The long line of cyclists snaked along Highway 14, the Turquoise Trail, a scenic route between Santa Fe and Albuquerque named for the area’s rich history of turquoise mining. Windmills slowly turned, pumping water for the cattle that dotted the pine and juniper groves.

After about 22 miles, I stopped to devour peanut butter sandwiches and guzzle Gatorade at a rest stop staffed by friendly volunteers. Then we continued on, passing signs for a pottery studio and craft breweries. This area, including the village of Galisteo, has long been a favorite of artists, drawn by the high desert light and the intersection of Spanish, Native American, and Anglo cultures.

We passed the turnoff for the Lamy train station, where physicists stepped off a train from the East 80 years ago and headed to Los Alamos to help Robert Oppenheimer build the first atomic bomb. By this time, like a Tesla driver far from home, I was anxious about range and keeping an eye on the battery. I was about halfway down.

Spring is usually the windiest season in New Mexico. Today was no different, and now we were going into the wind. My arms were moving forcefully, and I decided it was time to increase the e-assist to compensate for the extra work.

I began to pass other cyclists, feeling more confident, knowing I had enough battery to help me get up the hills. However, my arms were getting tired on the climbs, though they recovered as we slid down the hills. “Left!” I yelled at the other cyclists as I sped past them.

Five years ago I tried handcycling at Craig Hospital near Denver, where Tom Carr is the director of the therapeutic recreation center. Handcycling is an important tool in Craig's rehabilitation program, which specializes in helping those with spinal cord injuries and traumatic brain injuries.

“We can get people with spinal cord injuries on a handbike and get them well and successfully very early in their stay,” Mr Carr said. “Having the wind in their hair is something patients don’t know they’ll ever have again.” He added that he has become a big advocate for e-assist, “especially for those who are new to it.”

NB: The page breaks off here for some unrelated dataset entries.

PR #8043, opened 2023-01-24
fix(stack-traces): Disable sentry in __DEV__, fix console and error stack traces

damassi:
### Description

This fixes an issue that surfaced after we got the debugger working in eigen, which is stack and log traces were being obscured by Sentry tapping into the JS pipeline. Now, we disable the hook in `__DEV__`.

**Before**: 

Screenshot 2023-01-24 at 1 12 59 PM

**After**: 

Screenshot 2023-01-24 at 1 08 25 PM

cc @artsy/mobile-platform


pvinis (approved):
nice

But handbikes aren’t cheap. They can cost $10,000 to $15,000 or more. Fortunately, people with spinal cord injuries or medical conditions that prevent them from riding a conventional two-wheeled bike can try one before buying. For example, Bike-On, a Rhode Island bike shop that specializes in handbikes, offers test clinics at locations across the country. And the Vermont-based Kelly Brush Foundation, founded by an athlete injured in a skiing accident, provides grants to help with the cost of adapted exercise equipment. Its website has links to organizations across the United States that provide handbike experiences.

We were nearing the end of the ride, and as much as I enjoyed the company of the group, after three and a half hours of pedaling I was ready to call it a day. My arms were tired. My battery was running low. Yet, I knew I could make it to the end.

The last few miles of the route followed the Old Pecos Trail and parts of the original Route 66 through the winding streets of old Santa Fe. Long before European settlers arrived, the trail served as a trade route between the Pueblo, Apache, and Comanche tribes. Now it passes some of the upscale hotels, restaurants, and art galleries that make Santa Fe a world-class tourist destination. I kept pedaling, getting closer to my goal.

Then, finally, I was back in the Railyard, and a volunteer was handing me a finisher's medal on a ribbon. I accepted it, happy, tired, proud. I felt the wind in my hair and I had regained that feeling of accomplishment that accompanies the completion of a long ride, even if my legs were no longer moving.